Handelt es sich um so erhebliche Mängel, dass der Gebrauch der Wohnung erheblich beeinträchtigt ist, sollte man seine Mietzahlungen "unter Minderungsvorbehalt“ stellen, aber die Miete in vollem Umfang weiterhin zahlen. Vom Zeitpunkt der Mitteilung an den Vermieter läuft das Recht zur Mietminderung. Nimmt man beispielsweise als Stichtag für den Ausfall der Warmwasserversorgung den 5. März, der Vermieter lässt den Mangel aber erst am 25. März beheben. Da der Mieter die Miete in der Regel im voraus bezahlt hat, muss der Vermieter bereits im März darauf hingewiesen werden, dass diese Monatsmiete unter Vorbehalt überwiesen wurde. Den Mietminderungsbetrag für den betreffenden Zeitraum zieht man dann von der April-Miete ab.

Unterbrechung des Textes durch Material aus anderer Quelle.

PR #2914, opened 2023-09-22
[FIX] Find&Replace: purge duplicated handler

rrahir:
The forward port commit e03958bf introduced a duplication in the switch statement of the command handler of F&R plugin.

Task: /


LucasLefevre (approved):
robodoo r+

Zugleich sollte man jedoch die Mängel sorgfältig dokumentieren durch Fotos und Filmaufnahmen, schriftliche Bestätigungen von Zeugen, Lärm- und Schmutzprotokollen und Ähnlichem. Dabei sollten stets Daten, Zeugenaussagen und Dokumentation so präzise wie möglich sein.
Instandsetzungsklage
Ist eine große und teure Sanierungsmaßnahme notwendig, wie neue Fenster, Trockenlegung von Mauerwerk und Ähnlichem, kann man den Vermieter dazu gerichtlich verpflichten lassen. Eine Beschleunigung in der Sache ist damit allerdings in der Regel wegen der Überlastung der Gerichte nicht verbunden.
Einstweilige Verfügung
Im Zusammenhang mit Modernisierungsmaßnahmen kann es dazu kommen, dass Heizung, Wasser oder Strom unangekündigt abgestellt werden. Besonders in Wintermonaten ist dies sehr problematisch. In extremen Fällen, wenn dies auf feindseligen Motiven gegenüber den Mietern basiert, ist vorläufiger Rechtsschutz geboten. Um einen ordnungsgemäßen Antrag auf Einstweilige Verfügung zu stellen, bedarf es aufgrund der prozessrechtlichen Erfordernisse des anwaltlichen Beistands oder der sofortigen Beratung durch den örtlichen Mieterverein.